Material for this task
== Segment start ==
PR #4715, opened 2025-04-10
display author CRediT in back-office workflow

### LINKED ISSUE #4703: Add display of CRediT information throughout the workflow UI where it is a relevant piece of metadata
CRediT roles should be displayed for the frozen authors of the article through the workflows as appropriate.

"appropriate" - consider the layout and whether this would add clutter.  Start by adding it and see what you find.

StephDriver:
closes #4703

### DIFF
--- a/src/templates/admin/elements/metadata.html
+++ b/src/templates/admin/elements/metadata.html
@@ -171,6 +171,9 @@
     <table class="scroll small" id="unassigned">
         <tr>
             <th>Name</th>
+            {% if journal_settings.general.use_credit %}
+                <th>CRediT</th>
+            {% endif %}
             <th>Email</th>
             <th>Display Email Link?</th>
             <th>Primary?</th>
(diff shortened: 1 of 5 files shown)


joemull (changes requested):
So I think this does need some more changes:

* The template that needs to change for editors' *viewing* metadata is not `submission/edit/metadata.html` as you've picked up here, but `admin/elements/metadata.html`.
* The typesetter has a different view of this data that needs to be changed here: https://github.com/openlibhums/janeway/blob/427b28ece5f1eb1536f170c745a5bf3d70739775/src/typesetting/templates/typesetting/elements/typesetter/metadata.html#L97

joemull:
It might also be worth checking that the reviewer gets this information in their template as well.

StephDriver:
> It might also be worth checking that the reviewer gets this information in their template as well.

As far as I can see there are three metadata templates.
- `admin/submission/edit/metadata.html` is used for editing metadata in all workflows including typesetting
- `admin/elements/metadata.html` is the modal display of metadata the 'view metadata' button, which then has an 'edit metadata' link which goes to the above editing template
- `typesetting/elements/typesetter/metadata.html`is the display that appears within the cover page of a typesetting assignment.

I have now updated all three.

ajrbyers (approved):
== Segment end ==
== Segment start ==
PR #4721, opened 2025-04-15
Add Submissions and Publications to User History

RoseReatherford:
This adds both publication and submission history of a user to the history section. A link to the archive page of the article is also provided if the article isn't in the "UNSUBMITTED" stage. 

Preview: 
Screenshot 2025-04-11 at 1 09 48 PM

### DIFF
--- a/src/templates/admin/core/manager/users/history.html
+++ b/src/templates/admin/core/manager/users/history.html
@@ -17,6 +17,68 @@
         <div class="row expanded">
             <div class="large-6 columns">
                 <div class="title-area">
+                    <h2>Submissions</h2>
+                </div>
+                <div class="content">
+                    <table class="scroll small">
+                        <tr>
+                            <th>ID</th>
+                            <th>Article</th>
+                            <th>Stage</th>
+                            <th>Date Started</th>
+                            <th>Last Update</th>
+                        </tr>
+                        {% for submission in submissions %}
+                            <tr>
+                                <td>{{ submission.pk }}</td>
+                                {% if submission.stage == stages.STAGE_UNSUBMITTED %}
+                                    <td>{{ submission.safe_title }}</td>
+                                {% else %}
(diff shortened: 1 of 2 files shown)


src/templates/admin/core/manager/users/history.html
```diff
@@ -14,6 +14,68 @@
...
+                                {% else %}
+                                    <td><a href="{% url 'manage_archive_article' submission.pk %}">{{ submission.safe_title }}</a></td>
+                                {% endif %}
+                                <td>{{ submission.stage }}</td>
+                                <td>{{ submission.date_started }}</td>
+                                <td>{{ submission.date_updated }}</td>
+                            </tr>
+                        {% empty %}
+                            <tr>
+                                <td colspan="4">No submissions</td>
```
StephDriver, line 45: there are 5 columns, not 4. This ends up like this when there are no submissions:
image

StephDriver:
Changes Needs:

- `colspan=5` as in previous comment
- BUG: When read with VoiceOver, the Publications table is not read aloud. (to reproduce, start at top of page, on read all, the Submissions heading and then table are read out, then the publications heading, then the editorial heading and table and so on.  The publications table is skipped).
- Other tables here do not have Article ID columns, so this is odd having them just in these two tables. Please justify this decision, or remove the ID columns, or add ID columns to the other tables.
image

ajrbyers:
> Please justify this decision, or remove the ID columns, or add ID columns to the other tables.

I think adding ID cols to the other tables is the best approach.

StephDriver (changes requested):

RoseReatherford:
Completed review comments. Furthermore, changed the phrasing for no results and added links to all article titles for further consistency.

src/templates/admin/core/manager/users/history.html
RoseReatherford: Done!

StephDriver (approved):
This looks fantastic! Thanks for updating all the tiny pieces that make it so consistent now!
== Segment end ==
== Segment start ==
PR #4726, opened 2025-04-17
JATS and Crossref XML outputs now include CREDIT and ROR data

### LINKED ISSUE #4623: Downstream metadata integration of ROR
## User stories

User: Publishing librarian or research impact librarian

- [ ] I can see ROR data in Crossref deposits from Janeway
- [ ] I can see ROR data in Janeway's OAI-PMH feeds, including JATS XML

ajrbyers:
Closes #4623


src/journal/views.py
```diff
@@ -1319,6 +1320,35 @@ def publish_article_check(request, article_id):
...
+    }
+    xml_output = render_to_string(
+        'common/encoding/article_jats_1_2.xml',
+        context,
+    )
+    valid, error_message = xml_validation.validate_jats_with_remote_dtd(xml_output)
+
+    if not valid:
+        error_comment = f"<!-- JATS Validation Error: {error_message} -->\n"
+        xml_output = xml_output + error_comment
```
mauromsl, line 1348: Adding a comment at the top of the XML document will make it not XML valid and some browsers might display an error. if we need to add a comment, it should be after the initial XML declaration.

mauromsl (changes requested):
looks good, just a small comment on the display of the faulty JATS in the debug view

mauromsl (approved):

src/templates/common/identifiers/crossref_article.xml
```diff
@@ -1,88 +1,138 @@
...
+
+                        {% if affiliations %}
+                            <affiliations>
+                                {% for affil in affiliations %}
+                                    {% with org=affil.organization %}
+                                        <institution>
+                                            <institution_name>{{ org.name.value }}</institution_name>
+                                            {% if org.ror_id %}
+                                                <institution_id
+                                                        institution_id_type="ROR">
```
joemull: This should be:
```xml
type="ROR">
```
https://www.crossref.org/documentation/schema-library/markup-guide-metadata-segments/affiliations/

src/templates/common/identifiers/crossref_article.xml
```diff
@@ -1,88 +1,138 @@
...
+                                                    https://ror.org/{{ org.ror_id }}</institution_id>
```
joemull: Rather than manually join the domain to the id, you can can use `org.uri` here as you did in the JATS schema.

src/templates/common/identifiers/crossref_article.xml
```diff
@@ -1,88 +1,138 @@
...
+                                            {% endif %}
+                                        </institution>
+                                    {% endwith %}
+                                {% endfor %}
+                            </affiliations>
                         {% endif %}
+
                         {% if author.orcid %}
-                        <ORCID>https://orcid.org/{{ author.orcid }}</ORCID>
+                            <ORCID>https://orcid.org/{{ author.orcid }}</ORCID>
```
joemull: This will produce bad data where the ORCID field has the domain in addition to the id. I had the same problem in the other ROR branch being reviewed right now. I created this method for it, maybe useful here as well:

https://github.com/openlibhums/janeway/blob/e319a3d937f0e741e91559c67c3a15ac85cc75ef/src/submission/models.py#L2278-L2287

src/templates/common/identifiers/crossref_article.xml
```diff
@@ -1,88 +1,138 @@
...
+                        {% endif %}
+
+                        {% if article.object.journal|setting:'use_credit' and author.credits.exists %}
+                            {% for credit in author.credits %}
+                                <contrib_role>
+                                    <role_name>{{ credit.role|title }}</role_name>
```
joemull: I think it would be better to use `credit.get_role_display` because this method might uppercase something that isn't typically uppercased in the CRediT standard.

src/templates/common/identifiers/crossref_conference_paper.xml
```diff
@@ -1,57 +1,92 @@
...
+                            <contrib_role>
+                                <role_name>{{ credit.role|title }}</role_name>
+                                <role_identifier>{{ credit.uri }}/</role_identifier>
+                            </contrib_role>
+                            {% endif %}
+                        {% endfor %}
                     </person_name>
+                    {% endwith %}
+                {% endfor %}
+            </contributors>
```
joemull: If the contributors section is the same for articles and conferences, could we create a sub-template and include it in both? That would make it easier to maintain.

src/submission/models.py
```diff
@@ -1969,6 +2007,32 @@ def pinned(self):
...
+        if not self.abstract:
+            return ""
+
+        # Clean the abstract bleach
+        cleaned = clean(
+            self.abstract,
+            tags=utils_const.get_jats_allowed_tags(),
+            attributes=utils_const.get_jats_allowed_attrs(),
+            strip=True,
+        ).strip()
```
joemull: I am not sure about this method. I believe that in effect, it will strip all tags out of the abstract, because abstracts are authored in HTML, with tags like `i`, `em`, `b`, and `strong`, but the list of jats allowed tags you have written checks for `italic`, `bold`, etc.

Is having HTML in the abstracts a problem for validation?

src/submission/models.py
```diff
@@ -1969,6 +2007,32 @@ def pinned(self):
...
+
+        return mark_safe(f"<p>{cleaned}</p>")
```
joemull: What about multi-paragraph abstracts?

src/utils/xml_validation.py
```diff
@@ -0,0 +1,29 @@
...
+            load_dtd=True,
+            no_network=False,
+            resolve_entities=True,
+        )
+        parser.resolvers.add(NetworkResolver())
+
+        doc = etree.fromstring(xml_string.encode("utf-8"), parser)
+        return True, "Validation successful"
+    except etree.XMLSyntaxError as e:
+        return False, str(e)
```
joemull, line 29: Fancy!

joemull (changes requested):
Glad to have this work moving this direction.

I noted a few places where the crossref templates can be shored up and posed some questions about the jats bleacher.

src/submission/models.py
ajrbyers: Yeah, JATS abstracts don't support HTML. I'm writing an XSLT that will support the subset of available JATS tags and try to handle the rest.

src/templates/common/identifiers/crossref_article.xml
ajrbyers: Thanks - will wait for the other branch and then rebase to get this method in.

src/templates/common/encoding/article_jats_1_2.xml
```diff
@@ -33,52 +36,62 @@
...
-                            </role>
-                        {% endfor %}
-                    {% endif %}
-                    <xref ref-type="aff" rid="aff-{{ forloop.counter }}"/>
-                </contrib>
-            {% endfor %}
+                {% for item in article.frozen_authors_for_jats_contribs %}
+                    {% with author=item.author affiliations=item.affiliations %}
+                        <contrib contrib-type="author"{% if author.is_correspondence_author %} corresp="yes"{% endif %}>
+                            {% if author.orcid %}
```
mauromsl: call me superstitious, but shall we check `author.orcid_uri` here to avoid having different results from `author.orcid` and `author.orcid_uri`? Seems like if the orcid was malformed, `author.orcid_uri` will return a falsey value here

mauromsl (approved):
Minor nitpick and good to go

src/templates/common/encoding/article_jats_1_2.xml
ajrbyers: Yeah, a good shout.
== Segment end ==
Task to complete
Which lines of the entries contain "information"? Count them and write only the number.

Output for this task
3